アトレティコ・マドリードのディエゴ・シメオネ監督が、ビジャレアルとの引き分け試合を終え、優勝を目指すにはチームの更なる結束と、ストライカーたちの奮起が不可欠であると熱を込めて語りました。
アトレティコ・マドリードは24日、スペイン・マドリードのリヤド・エアー・メトロポリターノで行われた2026~2027シーズン、ラ・リーガ第2節のホームゲームでビジャレアルと対戦し、2-2で引き分けました。

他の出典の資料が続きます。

PR #1303, opened 2017-07-26
DB13 examples

jamiltz:
@hideki could you review those changes? Not all changes are DB13 specific.


jamiltz:
@rajagp among other things, this PR tries to add an example of using a custom conflict resolver ([here](https://github.com/couchbase/couchbase-lite-android/pull/1303/files#diff-578cf04a86d519f929898b641f710f38)). To [create](https://github.com/couchbase/couchbase-lite-android/pull/1303/files#diff-a58e210fd99b3909fb87e0810ef23a1fR190) the conflict, I've been trying to create a revision on SG and on CBL before the replication starts but that's a bit hard to test. Have you managed to test your conflict resolver example by creating 2 local conflicts or is it also requiring SG to create the conflict?

rajagp:
@jamiltz : No SG involved - As you noted It's hard to get right . So just created 2 local conflicts. Simplest is to create two new documents with same docId. That should trigger the conflict resolver.

jamiltz:
@rajagp Ok I'll try that but in that case what is the `mine` and `theirs` property since both were created locally? I thought `theirs` would always be the one pulled from Sync Gateway but that doesn't happen with local conflicts.

rajagp:
@jamiltz  theirs is current rev in DB and mine is what's being saved.

jamiltz:
@rajagp Thanks that clears things up. Updated that example in the last commit. Unfortunately, it's still returning `mine` when reading back the document even though the conflict resolver is returning `conflict.getTheirs()`. I'd expect the `doc.status` to be `theirs`. Any ideas? (cc @hideki)

jamiltz:
Here's the screenshot of logcat https://cl.ly/1S203a240S0U/Screen%20Shot%202017-07-26%20at%2015.48.40.png

To test locally you can just checkout on that branch and build in Android Studio.

docs/examples/api-walkthrough/app/src/main/java/com/couchbase/apiwalkthrough/MainActivity.java
```diff
@@ -41,36 +43,59 @@ protected void onCreate(Bundle savedInstanceState) {
 
         // create database
         DatabaseConfiguration config = new DatabaseConfiguration(getApplicationContext());
-        final Database database = new Database("my-database", config);
+        config.setConflictResolver(new LocalWins());
+        Database database = null;
+        try {
+            database = new Database("my-database", config);
+        } catch (CouchbaseLiteException e) {
+            e.printStackTrace();
```
hideki: In case of Exception is thrown, the following code which refers database will cause NPE. Better to return here.

docs/examples/api-walkthrough/app/src/main/java/com/couchbase/apiwalkthrough/MainActivity.java
```diff
@@ -41,36 +43,59 @@ protected void onCreate(Bundle savedInstanceState) {
...
         // create document
         Document newTask = new Document();
         newTask.set("type", "task");
         newTask.set("owner", "todo");
         newTask.set("createdAt", new Date());
-        database.save(newTask);
+        try {
+            database.save(newTask);
+        } catch (CouchbaseLiteException e) {
+            e.printStackTrace();
```
hideki: Need some error handling here?

docs/examples/api-walkthrough/app/src/main/java/com/couchbase/apiwalkthrough/MainActivity.java
```diff
@@ -41,36 +43,59 @@ protected void onCreate(Bundle savedInstanceState) {
...
+        }
 
         // mutate document
         newTask.set("name", "Apples");
-        database.save(newTask);
+        try {
+            database.save(newTask);
+        } catch (CouchbaseLiteException e) {
+            e.printStackTrace();
```
hideki: same here

docs/examples/api-walkthrough/app/src/main/java/com/couchbase/apiwalkthrough/MainActivity.java
```diff
@@ -41,36 +43,59 @@ protected void onCreate(Bundle savedInstanceState) {
...
-            public void run() {
-                for (int i = 0; i < 10; i++) {
-                    Document doc = new Document();
-                    doc.set("type", "user");
-                    doc.set("name", String.format("user %s", i));
-                    database.save(doc);
-                    Log.d("app", String.format("saved user document %s", doc.getString("name")));
+        try {
+            final Database finalDatabase = database;
+            database.inBatch(new TimerTask() {
```
hideki: I think better to use `Runnable` instead of `TimerTask`.

jamiltz:
@rajagp Made some progress. It returns `theirs` if I delete the app from the emulator first and then run it. After updating the conflict resolver to `return mine;`, it logs `mine` as expected. Then if I update it back to `return theirs;`, it still logs `mine` instead of `theirs`. So it looks to be related to what is already in the database. Same result when running the code you suggested or the one currently on this branch. Sounds like it's partly working as expected now so I'll put that code snippet in the docs. Thanks

docs/examples/api-walkthrough/app/src/main/java/com/couchbase/apiwalkthrough/MainActivity.java
jamiltz: done.

docs/examples/api-walkthrough/app/src/main/java/com/couchbase/apiwalkthrough/MainActivity.java
jamiltz: done.

rajagp:
@jamiltz ...little confusing. did you file a ticket  ?

jamiltz:
@hideki updated per your review and rebased in a single commit. LGTM

PR #1318, opened 2017-07-28
Fixed #1201 - Thread safety for Database instance.

### LINKED ISSUE #1201: 2.0: Thread Safe (Database)

hideki:
- Database class has a lock object for synchronization.
- Synchronization should be done in public method level.
- In case DB is not open, throw CouchbaseLiteRuntimeException instead of IllegalStateException. To be consistent with case db close state problem is found in the LiteCore level.

### DIFF
--- a/android/CouchbaseLite/src/androidTest/assets/test.properties
+++ b/android/CouchbaseLite/src/androidTest/assets/test.properties
@@ -1,5 +1,6 @@
 # properties file for unit test
 replicatorTestsEnabled=false
+threadTestsEnabled=false
 remoteHost=10.0.2.2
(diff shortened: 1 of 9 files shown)


pasin:
I understand that you need to lock resolveConflictInDocument(), postDatabaseChanged(), and postDocumentChanged() as well. 

When locking postDatabaseChanged() and postDocumentChanged(), calling listener.change(change) needs to be outside the synchronized block.

hideki:
@pasin,
I will track this following ticket.
https://github.com/couchbase/couchbase-lite-android/issues/1321

PR #1514, opened 2018-01-14
Fixed #1513 - 2.0: API updates 01/12/2018

### LINKED ISSUE #1513: 2.0: API updates 01/12/2018
Another API updates

https://github.com/couchbaselabs/couchbase-lite-apiv2/commit/17133caeb0b3a3d441f2e25d62e3d4d570261cad
https://github.com/couchbaselabs/couchbase-lite-apiv2/commit/ec1769fd07e6f3b3eee4b9662465828ae1b2d640
https://github.com/couchbaselabs/couchbase-lite-apiv2/commit/552500a7e50297eb504864842a6094a64332c16e

### ResultSet
- [x] Change from ResultSet.toArray() to ResultSet.allResults().
- [x] allResults() -> Array<Result> method will return the current unenumerated Result objects. After calling this method, all of the Result objects will be enumerated. Subsequence calls to next() method will return null. Subsequence calls to allResults() will return an empty array.
  - [x] Why? The goal here is to make ResultSet API forward enumeration only at least for now. When LiteCore has done the optimization, we will revisit this again.
  - [x] For iOS, this is the same behavior as the spec of the NSEnumerator’s -allObject method.
  - [x] @Jim and @hideki. Please let me know if this works for .NET and Java regarding implementation and platform specific conflicts.

### Expression
- [x] Remove concat() for 2.0. We should do this in 2.x.
- [x] Fixed all() method to return PropertyExpression instead of FromExpression. Hence, remove FromExpression.
- [x] Fixed ArrayExpression.any(variable), .every(variable), anyAndEvery(variable) to take VariableExpression instead of String name. Hence, Expression.variable(name) returns VariableExpression now.
- [x] Please make sure to have isNOT(expression). I sent out an update about this before, but I have missed updating it in the spec.

### Type Safe Expression API
- [x] We decided to make the Expression API type safe. 
  - [x] For example, change Expression.multiply(Object) to Expression.multiply(Expression) or Function.count(Object) to Function.count(Expression).
- [x] Add value expressions such as Expression.value(value), Expression.string(value), and so on.
  - [x] We will not support Blob, Dictionary, and Array value type in 2.0. We could think about adding these based on demands later.
  - [x] For the languages that support Literal Convertibles such as Swift, we could later add Literal Convertibles to automatically convert literal values to Expressions as well in 2.x.

### Database
- [x] (Revised Behavior) delete(doc) :
  - [x] Throws not-allow exception when deleting a newly created doc (no RevID).
  - [x] No-ops when deleting a non existing document.
  - [x] Go to conflict handler when delete an already deleted document. This will make it the same behavior as when pulling deleted documents. Also the default conflict resolver will handle this by returning theirs version which will be equal to no-ops.
- [x] (Revised Behavior) purge(doc):
  - [x] Throws not-allow exception when purging a newly created doc (no RevID).
  - [x] No-ops when purging a non existing document. For implementation, I understand LC has already make the operation no-ops.

hideki:
- Please refer ticket, #1513,   for items


shared/src/main/java/com/couchbase/lite/ResultSet.java
```diff
@@ -84,30 +87,33 @@ public Result next() {
...
+    /**
+     * Return List of Results. List is unmodifiable and only supports
+     * int get(int index), int size(), boolean isEmpty() and Iterator<Result> iterator() methods.
+     * Once called allResults(), next() method return null. Don't call next() and allResults()
+     * together.
+     *
+     * @return List of Results
+     */
+    public List<Result> allResults() {
+        randomAccess = true;
```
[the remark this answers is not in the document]
pasin: To have the same behavior as the spec, can we just iterate through all of the result and return the list?

I know that the current implementation will have a better performance but it needs to call c4enum.getRowCount() and c4enum.seek(index) which may or may not exist after LC optimizes the c4enum. You could keep the implementation of some of the methods for future use.

shared/src/main/java/com/couchbase/lite/ResultSet.java
```diff
@@ -70,10 +71,12 @@ public Result next() {
         if (query == null)
             throw new IllegalStateException("_query variable is null");
 
+        if (randomAccess)
```
pasin: randomAccess is not thread safe.

shared/src/main/java/com/couchbase/lite/Expression.java
```diff
@@ -342,48 +426,54 @@ public String toString() {
...
-            return value;
-    }
-
     abstract Object asJSON();
 
+    static final class ValueExpression extends Expression {
+        private Object value;
+
+        ValueExpression(Object value) {
+            this.value = value;
```
pasin: We need to validate the type of the Object here. Currently we support String, Number, int, long, float, double, boolean, Date, and null.

shared/src/main/java/com/couchbase/lite/Expression.java
```diff
@@ -342,48 +426,54 @@ public String toString() {
...
+        }
+
+        @Override
+        Object asJSON() {
+            return this.value;
```
pasin: If the value is Date, I understand that we need to convert to JSON date string.

hideki: Thanks for this.

hideki:
Notes to self:

Because of the following `C4QueryEnumerator` implementation, `List<Result> ResultSet.allResults()` can not behave as we expected.

```c++
    /** A query result enumerator.
        Created by c4db_query. Must be freed with c4queryenum_free.
        The fields of this struct represent the current matched index row, and are valid until the
        next call to c4queryenum_next or c4queryenum_free. */
    typedef struct {
        /** The columns of this result, in the same order as in the query's `WHAT` clause. */
        FLArrayIterator columns;

        /** A bitmap where a 1 bit represents a column whose value is MISSING.
            This is how you tell a missing property value from a value that's JSON 'null',
            since the value in the `columns` array will be a Fleece `null` either way. */
        uint64_t missingColumns;

        /** The number of full-text matches (i.e. the number of items in `fullTextMatches`) */
        uint32_t fullTextMatchCount;

        /** Array with details of each full-text match */
        const C4FullTextMatch *fullTextMatches;
    } C4QueryEnumerator;
```

hideki:
Notes to Self:
If we need to avoid to use  c4enum.getRowCount() and c4enum.seek(index), It is difficult to implemt `ResultSet.iterator()` too.

hideki:
@pasin 
Fixed the conflict. If PR is fine, please merge. 
Thanks!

開幕戦でマラガを2-0で下していたアトレティコは、開幕2戦を終えて1勝1分け(勝ち点4)という結果となりました。
試合は、後半14分にマルク・プビルの先制ゴールでアトレティコが勢いに乗るも、6分後にジェラール・モレノにペナルティキックを決められ同点に追いつかれる展開となりました。さらに後半30分、ロビン・ル・ノルマンが退場処分となり、このプレーで与えたペナルティキックをジョルジュ・ミカウターゼに決められ、ビジャレアルに逆転を許してしまいます。それでも、10人という数的不利の中、後半40分にジュリアーノ・シメオネの劇的な同点ゴールが飛び出し、チームは執念で勝ち点1を掴み取りました。
試合後の記者会見で、シメオネ監督は「我々は試合の大半をコントロールし、守備においても堅実なパフォーマンスを見せた」と一定の評価を下しました。しかし、「我々が改善すべきは、試合の重要な瞬間におけるマネジメントだ」と語り、先制しながらも勝ちきれなかった展開に悔しさを隠しきれない様子でした。
一方で、コンディション調整が万全ではなかった選手たちの奮闘には満足感を示しています。「プビルはまだ本調子ではないものの、素晴らしいプレーをしてくれた。ジュリアーノも同様だ。ワールドカップ以降、満足なトレーニングを積めていなかったにもかかわらず、今日の我々に多くのプラス要素をもたらしてくれた」と、彼らの献身を称賛しました。

最前線のFW不足という課題について、シメオネ監督は自身の責任に言及しました。この日、アデモラ・ルックマンをトップに配置したことについて「彼にとって本来のポジションではない。ストライカーが不在だからこそ起用している」と説明し、「彼がその位置で結果を出せていないのならば、それは私の起用法に責任がある」と胸の内を明かしました。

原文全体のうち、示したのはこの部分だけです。